PR #3137, opened 2023-05-27
ScalametaParser: allow block as catch handler

### LINKED ISSUE #3136: Parse error on Term.TryWithHandler when using a Term.Block in the catch clause
Using:
  - Scalameta version 4.7.7
  - Scala 2.13.10

Valid scala code:
```scala
def handler(n: Int)(t: Throwable): Unit =
  println(s"handled! (with n=$n)")
try ??? catch {
  val a = 10
  handler(a)
}
// prints:
// handled! (with n=10)
```

scalameta can't parse the `try`
```scala
import scala.meta._

q"""try ??? catch {
  val a = 10
  handler(a)
}"""
```

---

actual:
```bash
cmd31.sc:2: illegal start of simple expression
  val a = 10
  ^
Compilation Failed
```

expected:
```scala
Term.TryWithHandler(
  expr = Term.Name(value = "???"),
  catchp = Term.Block(
    stats = List(
      Defn.Val(
        mods = List(),
        pats = List(Pat.Var(name = Term.Name(value = "a"))),
        decltpe = None,
        rhs = Lit.Int(value = 10)
      ),
      Term.Apply(
        fun = Term.Name(value = "handler"),
        argClause = Term.ArgClause(values = List(Term.Name(value = "a")), mod = None)
      )
    )
  ),
  finallyp = None
)
```

kitbellew:
Fixes #3136.

### DIFF
--- a/scalameta/parsers/shared/src/main/scala/scala/meta/internal/parsers/ScalametaParser.scala
+++ b/scalameta/parsers/shared/src/main/scala/scala/meta/internal/parsers/ScalametaParser.scala
@@ -1520,30 +1520,29 @@ class ScalametaParser(input: Input)(implicit dialect: Dialect) { parser =>
           case LeftBrace() | Indentation.Indent() => block()
           case _ => expr()
         }
-        def caseClausesOrExpr = caseClausesIfAny().getOrElse(expr())
-        val catchopt =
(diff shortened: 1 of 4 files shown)


tgodzik (approved):
LGTM!

Issue #3138, opened 2023-05-27
Parsing issue in ApplyInfix with a tuple and braces in a new line


RCMartins:
Using:
  - Scalameta version 4.7.7
  - Scala 2.13.10

Steps to reproduce:
```scala
import scala.meta._

val term = 
  q"""
    Foo bar (2, 3)
    { a }
  """

term.structure
```

The above expression should be parsed has an Term.ApplyInfix, but it is being parsed as a Term.Block.
It should be equivalent to parsing `Foo bar (2, 3) { a }` or `Foo bar ((2, 3){a})`.

actual:
```scala
Term.Block(
  stats = List(
    Term.ApplyInfix(
      lhs = Term.Name(value = "Foo"),
      op = Term.Name(value = "bar"),
      targClause = Type.ArgClause(values = List()),
      argClause = Term.ArgClause(values = List(Lit.Int(value = 2), Lit.Int(value = 3)), mod = None)
    ),
    Term.Block(stats = List(Term.Name(value = "a")))
  )
)
```

expected:
```scala
Term.ApplyInfix(
  lhs = Term.Name(value = "Foo"),
  op = Term.Name(value = "bar"),
  targClause = Type.ArgClause(values = List()),
  argClause = Term.ArgClause(
    values = List(
      Term.Apply(
        fun = Term.Tuple(args = List(Lit.Int(value = 2), Lit.Int(value = 3))),
        argClause = Term.ArgClause(values = List(Term.Block(stats = List(Term.Name(value = "a")))), mod = None)
      )
    ),
    mod = None
  )
)
```

---

Here is a small Scala 2.13 example that uses this syntax:
```scala
object Foo {
  def bar(tuple: (Int, Int)): List[Int] = List(tuple._1, tuple._2)
}
implicit class Extension(tuple: (Int, Int)) {
  def apply(n: Int): (Int, Int) = (tuple._1 + n, tuple._2 + n)
}
val a = 5
println(
  Foo bar (2, 3)
  { a }
)
// prints
// List(7, 8)
```

PR #3139, opened 2023-05-27
PrettyPrinter bug fix on Term.Block

### LINKED ISSUE #2046: Pretty print of block
Hey folks, 

I encounter incorrect behavior of pretty print from scala meta in case of blocks:

```
import scala.meta._

val a = q"val a = 1; a"

val tree = q"val b = 1; $a"

println(tree.syntax)
```

produce: 

```
{
  val b = 1
  {
    val a = 1
    a
  }
}
```
which is incompatible with scala syntax.

https://scastie.scala-lang.org/GaU07vEdSxOMuUArWk8Zyw

RCMartins:
Fixes #2046 

I tried to create a complete solution that works in all cases, not just the ones reported in the issue.
I added tests for all `Stat` combinations that I could find in https://scalameta.org/docs/trees/quasiquotes.html. Let me know if there is any relevant one that I missed.

---

### Code style
In `guessNeedsLineSep` function I "expanded" the pattern matching of the stats (e.g. `Defn.Val(_, _, _, rhs) =>`), but maybe you would prefer a more concise solution.
Maybe something like this instead?
```scala
...
case t: Decl.Type => false
case t: Defn.Val => guessNeedsLineSep(t.rhs)
case t: Defn.Var => guessNeedsLineSep(t.body)
case t: Defn.Def => guessNeedsLineSep(t.body)
...
```

---

Note:
I think it would be better to not merge until the bugs I found while working on this (#3136 and #3138) are resolved.

### DIFF
--- a/scalameta/trees/shared/src/main/scala/scala/meta/internal/prettyprinters/TreeSyntax.scala
+++ b/scalameta/trees/shared/src/main/scala/scala/meta/internal/prettyprinters/TreeSyntax.scala
@@ -296,6 +296,30 @@ object TreeSyntax {
       }
       !isOnlyChildOfOnlyChild(t)
     }
+    @annotation.tailrec
+    def guessNeedsLineSep(t: Tree): Boolean = t match {
+      case t: Term.ApplyUnary => guessNeedsLineSep(t.arg)
+      case _: Decl.Val | _: Decl.Var | _: Decl.Def | _: Defn.Type | _: Term.Ref | _: Member.Apply |
+          _: Term.Ascribe | _: Term.Tuple | _: Term.New | _: Term.Interpolate | _: Term.Xml |
+          _: Lit =>
+        true
+      case t: Term.Do => false
+      case t: Tree.WithBody => guessNeedsLineSep(t.body)
+      case t: Stat.WithTemplate => t.templ.self.isEmpty && t.templ.stats.isEmpty
+      case t: Term.ApplyInfix =>
+        val args = t.argClause.values
+        args.lengthCompare(1) != 0 || guessNeedsLineSep(args.head)
+      case t: Term.Return => guessNeedsLineSep(t.expr)
+      case t: Term.Throw => guessNeedsLineSep(t.expr)
+      case t: Term.If => guessNeedsLineSep(if (guessHasElsep(t)) t.elsep else t.thenp)
+      case t: Term.Try =>
+        t.finallyp match {
+          case Some(x) => guessNeedsLineSep(x)
+          case _ => t.catchp.isEmpty && guessNeedsLineSep(t.expr)
+        }
+      case t: Term.TryWithHandler => guessNeedsLineSep(t.finallyp.getOrElse(t.catchp))
+      case _ => false
+    }
 
     // Branches
     implicit def syntaxTree[T <: Tree]: Syntax[T] = Syntax {
@@ -398,10 +422,24 @@ object TreeSyntax {
       case t: Term.Tuple => m(SimpleExpr1, s("(", r(t.args, ", "), ")"))
       case t: Term.Block =>
         import Term.{Block, Function}
+        def withBlankLines(x: Seq[Stat]) = {
+          val builder = List.newBuilder[Show.Result]
+          var prevStat: Stat = null
+          x.foreach { stat =>
+            if (stat.is[Block] && null != prevStat && guessNeedsLineSep(prevStat)) builder += EOL
+            builder += i(stat)
+            prevStat = stat
+          }
+          builder.result()
+        }
         def block(pre: Show.Result, x: Seq[Stat]) = {
           val res =
             if (pre == Show.None && x.isEmpty) s("{}")
-            else s("{", w(" ", pre), r(x.map(i(_))), n("}"))
+            else {
+              val stats =
+                if (dialect.allowSignificantIndentation) x.map(i(_)) else withBlankLines(x)
+              s("{", w(" ", pre), r(stats), n("}"))
+            }
           m(SimpleExpr, res)
         }
         t match {
--- a/tests/shared/src/test/scala/scala/meta/tests/prettyprinters/SyntacticSuite.scala
+++ b/tests/shared/src/test/scala/scala/meta/tests/prettyprinters/SyntacticSuite.scala
@@ -1933,4 +1933,36 @@ class SyntacticSuite extends scala.meta.tests.parsers.ParseSuite {
     assertSyntax(tree, "\"\"\"\n\\\"\\\"\\\"\"\"\"")(tree)
   }
 
+  test("#2046 new line separator required before some Term.Block") {
+    assertEquals(
+      blockStat("{{a}; val b = 1; val c = 2; {d}; {e}}").syntax,
+      s"""|{
+          |  {
+          |    a
+          |  }
+          |  val b = 1
+          |  val c = 2
+          |
+          |  {
+          |    d
+          |  }
+          |  {
+          |    e
+          |  }
+          |}
+        """.stripMargin.trim.replace("\n", EOL)
+    )
+    assertEquals(
+      blockStat("{if (a) while (b) for (c <- d) -e; {f}}").syntax,
+      s"""|{
+          |  if (a) while (b) for (c <- d) -e
+          |
+          |  {
+          |    f
+          |  }
+          |}
+        """.stripMargin.trim.replace("\n", EOL)
+    )
+  }
+
 }
--- a/tests/shared/src/test/scala/scala/meta/tests/prettyprinters/TreeSyntaxSuite.scala
+++ b/tests/shared/src/test/scala/scala/meta/tests/prettyprinters/TreeSyntaxSuite.scala
@@ -18,7 +18,7 @@ class TreeSyntaxSuite extends scala.meta.tests.parsers.ParseSuite {
   ): Unit = {
     val stat = statStr.trim // make sure no trailing newlines
     test(s"${loc.line}: $stat") {
-      val sep = "" // XXX: after fixing TreeSyntax, modify this
+      val sep = if (needNL) "\n" else ""
       val statSyntax = Option(syntaxStr).getOrElse(stat).replace("\n", "\n  ")
 
       val expectedSyntax =


scalameta/trees/shared/src/main/scala/scala/meta/internal/prettyprinters/TreeSyntax.scala
```diff
@@ -398,10 +457,24 @@ object TreeSyntax {
...
-            else s("{", w(" ", pre), r(x.map(i(_))), n("}"))
+            else
+              s(
+                "{",
+                w(" ", pre),
+                r(if (dialect.allowSignificantIndentation) x.map(i(_)) else requireNewLines(x)),
+                n("}")
+              )
           m(SimpleExpr, res)
         }
```
kitbellew, line 479: I think this is simpler and checks only on demand:
```
def withBlankLines(x: Seq[Stat]) = {
  val builder = List.newBuilder[Show.Result]
  var prevStat = null
  x.foreach { stat =>
    if (stat.is[Block] && null != prevStat && guessNeedsLineSep(prevStat)) builder += EOL
    builder += i(stat)
    prevStat = stat
  }
  builder.result()
}

def block(pre: Show.Result, x: Seq[Stat]) = {
  val res =
    if (pre == Show.None && x.isEmpty) s("{}")
    else {
      val stats = if (dialect.allowSignificantIndentation) x.map(i) else withBlankLines(x)
      s("{", w(" ", pre), r(stats), n("}"))
    }
  m(SimpleExpr, res)
}
```

scalameta/trees/shared/src/main/scala/scala/meta/internal/prettyprinters/TreeSyntax.scala
```diff
@@ -296,6 +296,65 @@ object TreeSyntax {
...
+      case _: Term.New => true
+      case _: Term.NewAnonymous => false
+      case _: Term.Placeholder => unreachable
+      case _: Term.Eta => false
+      case _: Term.Repeated => false
+      case _: Term.Param => unreachable
+      case _: Term.Interpolate => true
+      case _: Term.Xml => true
+      case _: Import => false
+      case _: Lit => true
```
kitbellew, line 355: why here?

tests/shared/src/test/scala/scala/meta/tests/prettyprinters/SyntacticSuite.scala
```diff
@@ -1933,4 +1933,161 @@ class SyntacticSuite extends scala.meta.tests.parsers.ParseSuite {
     assertSyntax(tree, "\"\"\"\n\\\"\\\"\\\"\"\"\"")(tree)
   }
 
+  test("#2046 new line separator required before some Term.Block") {
```
kitbellew, line 1936: a request: could you see if it's possible to move `runTestAssert` from BaseDottySuite to its parent, ParseSuite, along with three implicit `parseXxxx` methods at the top of the class?

and then here, use it:

```
val code = "{val ..."
val syntax = s""" ... """
runTestAssert[Stat](code, Some(syntax)) {
  Term.Block(...)
}
```
that way, we not only test syntax but also that both the original code and the syntax are parsed exactly the same.

tests/shared/src/test/scala/scala/meta/tests/prettyprinters/SyntacticSuite.scala
```diff
@@ -1933,4 +1933,161 @@ class SyntacticSuite extends scala.meta.tests.parsers.ParseSuite {
...
+        }
+    }
+
+    def sep(t: Stat, expected: String): Unit = testBlock(t, expected, needSep = true)
+    def noSep(t: Stat, expected: String): Unit = testBlock(t, expected, needSep = false)
+
+    def declTest(f: String => Unit): Unit = Seq("val", "var", "def").foreach(f)
+    def classTest(f: String => Unit): Unit = Seq("class", "object", "trait").foreach(f)
+
+    declTest(k => sep(templStat(s"$k foo: Int"), s"$k foo: Int"))
```
kitbellew, line 2017: for every case where `guessXxx` returns true, could we add a test, please (unless it's already been done)?

kitbellew (changes requested):
thank you for this contribution! below are some suggestions and comments.

tests/shared/src/test/scala/scala/meta/tests/prettyprinters/SyntacticSuite.scala
kitbellew: moved it myself in #3140, perhaps you could use it.

scalameta/trees/shared/src/main/scala/scala/meta/internal/prettyprinters/TreeSyntax.scala
```diff
@@ -296,6 +296,65 @@ object TreeSyntax {
...
+      case _: Decl.Type => false
+      case Defn.Val(_, _, _, rhs) => guessNeedsLineSep(rhs)
+      case Defn.Var.After_4_7_2(_, _, _, body) => guessNeedsLineSep(body)
+      case Defn.Def.After_4_7_3(_, _, _, _, body) => guessNeedsLineSep(body)
+      case _: Defn.Macro => true
+      case _: Defn.Type => true
+      case Defn.Class.After_4_6_0(_, _, _, _, template) => guessNeedsLineSep(template)
+      case Defn.Trait.After_4_6_0(_, _, _, _, template) => guessNeedsLineSep(template)
+      case Defn.Object(_, _, template) => guessNeedsLineSep(template)
+      case _: Term.This => true
```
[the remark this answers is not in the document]
RCMartins: I checked every single case by hand on a Scala 2.13.10 test project. Unless I'm missing something `this` with a block after does not compile:
```scala
object Main9 {
    this
    {
      val a: Int = 0
      a
    }
  }
}
```
```
sbt:test> compile
[info] compiling 10 Scala sources and 1 Java source to C:\Scala\test\target\scala-2.13\classes ...
[error] C:\Scala\test\src\main\scala\Main9.scala:4:5: Main9.type does not take parameters
[error]     {
[error]     ^
[error] one error found
[error] (Compile / compileIncremental) Compilation failed
```

scalameta/trees/shared/src/main/scala/scala/meta/internal/prettyprinters/TreeSyntax.scala
```diff
@@ -296,6 +296,65 @@ object TreeSyntax {
...
+      t.stats.isEmpty
+    @annotation.tailrec
+    def guessNeedsLineSep(t: Stat): Boolean = t match {
+      case _: Decl.Val => true
+      case _: Decl.Var => true
+      case _: Decl.Def => true
+      case _: Decl.Type => false
+      case Defn.Val(_, _, _, rhs) => guessNeedsLineSep(rhs)
+      case Defn.Var.After_4_7_2(_, _, _, body) => guessNeedsLineSep(body)
+      case Defn.Def.After_4_7_3(_, _, _, _, body) => guessNeedsLineSep(body)
```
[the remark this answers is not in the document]
RCMartins: I used the versioned `unapply` because I was using Intellij at first and the default apply has showing as deprecated, that was the only reason. I'll use your sugestions to improve the code, thank you!

scalameta/trees/shared/src/main/scala/scala/meta/internal/prettyprinters/TreeSyntax.scala
```diff
@@ -296,6 +296,65 @@ object TreeSyntax {
...
+      case _: Defn.Macro => true
+      case _: Defn.Type => true
+      case Defn.Class.After_4_6_0(_, _, _, _, template) => guessNeedsLineSep(template)
+      case Defn.Trait.After_4_6_0(_, _, _, _, template) => guessNeedsLineSep(template)
+      case Defn.Object(_, _, template) => guessNeedsLineSep(template)
+      case _: Term.This => true
+      case _: Term.Super => unreachable
+      case _: Term.Name => true
+      case _: Term.Select => true
+      case Term.ApplyUnary(_, arg) => guessNeedsLineSep(arg)
```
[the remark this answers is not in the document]
RCMartins: Sorry, are you asking why this particular case `ApplyUnary` requires the separation between blocks? I created at least one test for every case in the `guessNeedsLineSep` function if you want to check the particular test cases.
The tests are in the same order as the cases (for now, before the refactoring), so it's easy to find them. The cases that are constant (true or false) there is only one case, for the remaining cases I created a positive and a negative test.

scalameta/trees/shared/src/main/scala/scala/meta/internal/prettyprinters/TreeSyntax.scala
```diff
@@ -296,6 +296,65 @@ object TreeSyntax {
...
+      case _: Term.Apply => true
+      case _: Term.ApplyType => true
```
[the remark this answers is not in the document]
RCMartins: I'm not familiar with the `Member` object. For what I can see it seems useful for pattern matching on common fields between the elems. I'll try to use it

scalameta/trees/shared/src/main/scala/scala/meta/internal/prettyprinters/TreeSyntax.scala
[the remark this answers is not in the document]
kitbellew: understood. yes, for some classes, `unapply` was preserved for MIMA compatibility and made deprecated. but let's not use `unapply` :)

scalameta/trees/shared/src/main/scala/scala/meta/internal/prettyprinters/TreeSyntax.scala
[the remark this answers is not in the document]
kitbellew: is this interpreted as an invocation of a secondary ctor? :)

scalameta/trees/shared/src/main/scala/scala/meta/internal/prettyprinters/TreeSyntax.scala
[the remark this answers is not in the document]
kitbellew: yes, about this particular case. somehow it wasn't clear to me initially, but perhaps i can see it now :)

scalameta/trees/shared/src/main/scala/scala/meta/internal/prettyprinters/TreeSyntax.scala
RCMartins: Checking only on demand is definitely better, as this Block cases are rare. The list builder is also better than my concatenation + reverse thing I had.

scalameta/trees/shared/src/main/scala/scala/meta/internal/prettyprinters/TreeSyntax.scala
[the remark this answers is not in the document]
RCMartins: I think it's something like that, but q"this; {a}" requires a new line (or the ';').
Because even if there is a way for `this\n{a}` to compile, it's still not the original expression for sure :)

tests/shared/src/test/scala/scala/meta/tests/prettyprinters/SyntacticSuite.scala
RCMartins: Ok, I'll try to use it, thanks!

scalameta/trees/shared/src/main/scala/scala/meta/internal/prettyprinters/TreeSyntax.scala
```diff
@@ -296,6 +296,65 @@ object TreeSyntax {
...
     }
+    def guessNeedsLineSep(t: Template): Boolean =
+      t.stats.isEmpty
+    @annotation.tailrec
+    def guessNeedsLineSep(t: Stat): Boolean = t match {
+      case _: Decl.Val => true
+      case _: Decl.Var => true
+      case _: Decl.Def => true
+      case _: Decl.Type => false
+      case Defn.Val(_, _, _, rhs) => guessNeedsLineSep(rhs)
```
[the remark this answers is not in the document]
RCMartins: `Tree.WithBody` has a `body: Tree` so it's incompatible.
I can use `case t: Tree.WithBody => guessNeedsLineSep(t.body.asInstanceOf[Stat])` or just change the recursive function to `def guessNeedsLineSep(t: Tree)`. I'm more inclined to changing the function, what do you think?

scalameta/trees/shared/src/main/scala/scala/meta/internal/prettyprinters/TreeSyntax.scala
RCMartins: Literal + \n + { expr } is an apply, so
```scala
"foo"
{ 0 }
```
is `"foo"(0) == 'f'`, so it requires a new line here.

scalameta/trees/shared/src/main/scala/scala/meta/internal/prettyprinters/TreeSyntax.scala
```diff
@@ -296,6 +296,65 @@ object TreeSyntax {
...
+      case _: Term.ApplyType => true
+      case Term.ApplyInfix.After_4_6_0(_, _, _, Term.ArgClause(term :: Nil, _)) =>
+        guessNeedsLineSep(term)
+      case _: Term.ApplyInfix => true
+      case Term.Assign(_, rhs) => guessNeedsLineSep(rhs)
+      case Term.Return(expr) => guessNeedsLineSep(expr)
+      case Term.Throw(expr) => guessNeedsLineSep(expr)
+      case _: Term.Ascribe => true
+      case _: Term.Annotate => false
+      case _: Term.Tuple => true
```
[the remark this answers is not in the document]
RCMartins: Without the new line it calls .apply() on the tuple:
```scala
implicit class Extension(tuple: (Int, Int)) {
  def apply(n: Int): (Int, Int) = (tuple._1 + n, tuple._2 + n)
}
println {
  (1, 2)
  {
    5
  }
}
```
```
(6,7)
```

tests/shared/src/test/scala/scala/meta/tests/prettyprinters/SyntacticSuite.scala
RCMartins: I tried to use this:
```scala
def testBlock(stat: String, expectedStr: String, needSep: Boolean): Unit = {
  def expected(sep: String): String =
    ...
  val code = s"$stat;{a}"
  val newBlock = templStat(code)
  val syntax = expected(sep = if (needSep) "\n" else "")
  runTestAssert[Stat](code, Some(syntax))(newBlock)
  ...
}
def noSep(t: String, expected: String): Unit = testBlock(t, expected, needSep = false)
noSep("type foo", "type foo")
```
But I'm having a somewhat cryptic error (at least for me). I don't see anything different in the other usages of `runTestAssert`, so I'm a little lost.
This error below has for `type foo`, but I think it's happening in all the tests:
```
Expected all trees to have non-empty `.origin`.
To fix this failure, update ScalametaParser to use `autoPos()` where the trees below got constructed.
Pro tip: you may also want to add a PositionSuite test for this tree node to verify that the position you set is correct.
=> Obtained
List(
  "Decl.Type(Nil, Type.Name(\"foo\"), Type.ParamClause(Nil), Type.Bounds(None, None))",
  "Type.Name(\"foo\")",
  "Type.ParamClause(Nil)",
  "Type.Bounds(None, None)"
)
=> Diff (- obtained, + expected)
-List(
-  "Decl.Type(Nil, Type.Name(\"foo\"), Type.ParamClause(Nil), Type.Bounds(None, None))",
-  "Type.Name(\"foo\")",
-  "Type.ParamClause(Nil)",
-  "Type.Bounds(None, None)"
-)
+Nil
    at munit.Assertions$.assertEquals(Assertions.scala:14)
    at scala.meta.tests.parsers.MoreHelpers$.requireNonEmptyOrigin(ParseSuite.scala:151)
    at scala.meta.tests.parsers.ParseSuite.runTestAssert(ParseSuite.scala:132)
    at scala.meta.tests.prettyprinters.SyntacticSuite.testBlock$1(SyntacticSuite.scala:1997)
    ...
```

RCMartins:
Besides using the new test function `runTestAssert` and waiting on issue #3138, I think I did all your sugestions. Let me know if there are more improvements to add in the meanwhile

tests/shared/src/test/scala/scala/meta/tests/prettyprinters/SyntacticSuite.scala
RCMartins: The current tests should cover every case. The cases that are constant (true or false) there is only one case, for the remaining cases I created a positive and a negative test.

scalameta/trees/shared/src/main/scala/scala/meta/internal/prettyprinters/TreeSyntax.scala
```diff
@@ -296,6 +296,29 @@ object TreeSyntax {
       }
       !isOnlyChildOfOnlyChild(t)
     }
+    @annotation.tailrec
+    def guessNeedsLineSep(t: Tree): Boolean = t match {
+      case _: Decl.Val | _: Decl.Var | _: Decl.Def | _: Defn.Macro | _: Defn.Type | _: Term.This |
```
kitbellew, line 301: why do you include `Decl` types here? they can't be confused with definitions because they all require an `=` before the body, so a block after shouldn't be confused. (as mentioned below, that includes the procedure syntax because a declaration must have a type and procedure syntax doesn't.)

if I am mistaken about that, there are 5 `Decl` classes, you didn't include `Given` and `Type`. why? should we match simply on `_: Decl`, to simplify matters (just like with `Tree.WithBody`)?

scalameta/trees/shared/src/main/scala/scala/meta/internal/prettyprinters/TreeSyntax.scala
```diff
@@ -296,6 +296,29 @@ object TreeSyntax {
...
+          _: Term.Name | _: Term.Select | _: Member.Apply | _: Term.Ascribe | _: Term.Tuple |
```
kitbellew, line 302: please add `Term.Ref`, and remove its children `Term.This`, `Term.Name`, `Term.Select`, while moving up `Term.ApplyUnary` from further down.

scalameta/trees/shared/src/main/scala/scala/meta/internal/prettyprinters/TreeSyntax.scala
```diff
@@ -296,6 +296,29 @@ object TreeSyntax {
...
+          _: Term.New | _: Term.Interpolate | _: Term.Xml | _: Lit =>
+        true
+      case t: Term.Do => false
+      case t: Tree.WithBody => guessNeedsLineSep(t.body)
```
kitbellew, line 306: please remove `Defn.Macro` and `Defn.Type` above, they are already covered as they are both `Tree.WithBody`.

tests/shared/src/test/scala/scala/meta/tests/prettyprinters/SyntacticSuite.scala
kitbellew: hmm, this _possibly_ means you found a bug in the parser. every tree that parser **exposes** has to have its positions within source code assigned (via an object called `origin`). it doesn't do it in all methods but in trees accessible via a public method the origin must be set.

let me check out your code and try.

kitbellew (changes requested):

tests/shared/src/test/scala/scala/meta/tests/prettyprinters/SyntacticSuite.scala
```diff
@@ -1933,4 +1933,167 @@ class SyntacticSuite extends scala.meta.tests.parsers.ParseSuite {
...
+    def testBlock(t: String, expectedStr: String, needSep: Boolean): Unit = {
+      def expected(sep: String): String =
+        s"""
+        |{
+        |${expectedStr.split("\n").map("  " + _).mkString("", "\n", sep)}
+        |  {
+        |    a
+        |  }
+        |}
+        """.trim.stripMargin.replace("\n", EOL)
```
kitbellew, line 1991: please put `.stripMargin` first, as `scalafmt` will not properly format this string otherwise (a bug in scalafmt, turns out).

scalameta/trees/shared/src/main/scala/scala/meta/internal/prettyprinters/TreeSyntax.scala
```diff
@@ -296,6 +296,29 @@ object TreeSyntax {
...
+      case t: Stat.WithTemplate => t.templ.stats.isEmpty
```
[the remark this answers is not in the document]
RCMartins: I completely overlooked that the `self` field also changes the braces logic, I'll look into that!

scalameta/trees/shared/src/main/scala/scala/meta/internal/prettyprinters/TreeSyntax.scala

________________

Your objective
Only the lines from the beginning of the entries through the line bearing "scalameta can't parse" should be returned, each exactly as written.

Task solution
PR #3137, opened 2023-05-27
ScalametaParser: allow block as catch handler

### LINKED ISSUE #3136: Parse error on Term.TryWithHandler when using a Term.Block in the catch clause
Using:
  - Scalameta version 4.7.7
  - Scala 2.13.10

Valid scala code:
```scala
def handler(n: Int)(t: Throwable): Unit =
  println(s"handled! (with n=$n)")
try ??? catch {
  val a = 10
  handler(a)
}
// prints:
// handled! (with n=10)
```

scalameta can't parse the `try`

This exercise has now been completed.